Page history last edited by eli1234 12 years, 11 months ago

PORTFOLIO

Ad ogni incontro devi esprimere i tuoi pensieri sul film proposto editando questa pagina e scrivendo nello spazio sotto a ciascuna domanda

 


12 ottobre 2010: CARO DIARIO di Nanni Moretti, Italia 1993 (IV episodio: Medici) 30'

 

Che ti senti di dire dopo aver visto questo film?

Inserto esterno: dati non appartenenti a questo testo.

PR #14738, opened 2024-10-21
Remove `layer(utilities)` if imports contain `@utility`

RobinMalfait:
We have a migration that adds the `layer(…)` next to the `@import` depending on the order of original values. For example:
```css
@import "tailwindcss/utilities":
@import "./foo.css":
@import "tailwindcss/components":
```

Will be turned into:
```css
@import "tailwindcss":
@import "./foo.css" layer(utilities):
```

Because it used to exist between `utilities` and `components`. Without this it would be _after_ `components`.

This results in an issue if an import has (deeply) nested `@utility` at-rules after migrations. This is because if this is generated:
```css
/* ./src/index.css */
@import "tailwindcss";
@import "./foo.css" layer(utilities);

/* ./src/foo.css */
@utility foo {
  color: red;
}
```

Once we interpret this (and thus flatten it), the final CSS would look like:
```css
@layer utilities {
  @utility foo {
    color: red;
  }
}
```

This means that `@utility` is not top-level and an error would occur.

This fixes that by removing the `layer(…)` from the import if the imported file (or any of its children) contains an `@utility`. This is to ensure that once everything is imported and flattened, that all `@utility` at-rules are top-level.

### DIFF
--- a/packages/@tailwindcss-upgrade/src/index.ts
+++ b/packages/@tailwindcss-upgrade/src/index.ts
@@ -151,6 +151,11 @@ async function run() {
 
     // Cleanup `@import "…" layer(utilities)`
     for (let sheet of stylesheets) {
+      // If the `@import` contains an injected `layer(…)` we need to remove it
+      if (!Array.from(sheet.importRules).some((node) => node.raws.tailwind_injected_layer)) {
+        continue
+      }
+
       let hasAtUtility = false
 
       // Only remove the `layer(…)` next to the import, if any of the children
--- a/packages/@tailwindcss-upgrade/src/index.ts
+++ b/packages/@tailwindcss-upgrade/src/index.ts
@@ -149,6 +149,42 @@ async function run() {
       error(`${e}`)
     }
 
+    // Cleanup `@import "…" layer(utilities)`
+    for (let sheet of stylesheets) {
+      let hasAtUtility = false
+
+      // Only remove the `layer(…)` next to the import, if any of the children
+      // contains an `@utility`. Otherwise the `@utility` will not be top-level.
+      {
+        sheet.root.walkAtRules('utility', () => {
+          hasAtUtility = true
+          return false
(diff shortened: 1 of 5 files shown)


RobinMalfait:
* **#14738** <a href="https://app.graphite.dev/github/pr/tailwindlabs/tailwindcss/14738?utm_source=stack-comment-icon" target="_blank">Graphite</a> 👈
* `next`

<h2></h2>

packages/@tailwindcss-upgrade/src/stylesheet.ts
```diff
@@ -197,26 +197,26 @@ export class Stylesheet {
...
+      if (isConvertible) {
+        convertiblePaths.push(path)
       } else {
-        nonConvertablePaths.push(path)
+        nonConvertiblePaths.push(path)
       }
     }
 
-    return { convertablePaths, nonConvertablePaths }
+    return { convertiblePaths, nonConvertiblePaths }
```
thecrypticace, line 219: lol what a typo 🤣

RobinMalfait: To be fair, `convertable` makes more sense to my non-native-English brain lol

packages/@tailwindcss-upgrade/src/index.ts
```diff
@@ -151,6 +151,11 @@ async function run() {
 
     // Cleanup `@import "…" layer(utilities)`
     for (let sheet of stylesheets) {
+      // If the `@import` contains an injected `layer(…)` we need to remove it
+      if (!Array.from(sheet.importRules).some((node) => node.raws.tailwind_injected_layer)) {
+        continue
+      }
+
```
thecrypticace, line 158: I think you can also skip stylesheets with parent stylesheets yeah?

thecrypticace (approved):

Questo film mi è sembrato interessante perchè rappresenta una testimonianza vera di una vicenda accaduta realmente al regista Nanni Moretti. Si percepisce nel film una certa dose di ironia mista ad amarezza, in particolar modo nel finale quando il protagonista si rende conto di aver  sofferto inutilmente per molti mesi, mentre la diagnosi e la cura della malattia avrebbero potuto essere molto più tempestive. Mi ha colpito molto la descrizione che viene fatta nel film dei medici. Questi si basano soprattutto sulle esperienze nel proprio campo (es. i dermatologi pensano subito ad una malattia della pelle) e raramente si consultano con altri colleghi, finendo per analizzare solamente una parte del paziente e non l’individuo nel suo complesso.

 

 

La visione del film che riflessioni ha indotto sulla tua idea della professione medica?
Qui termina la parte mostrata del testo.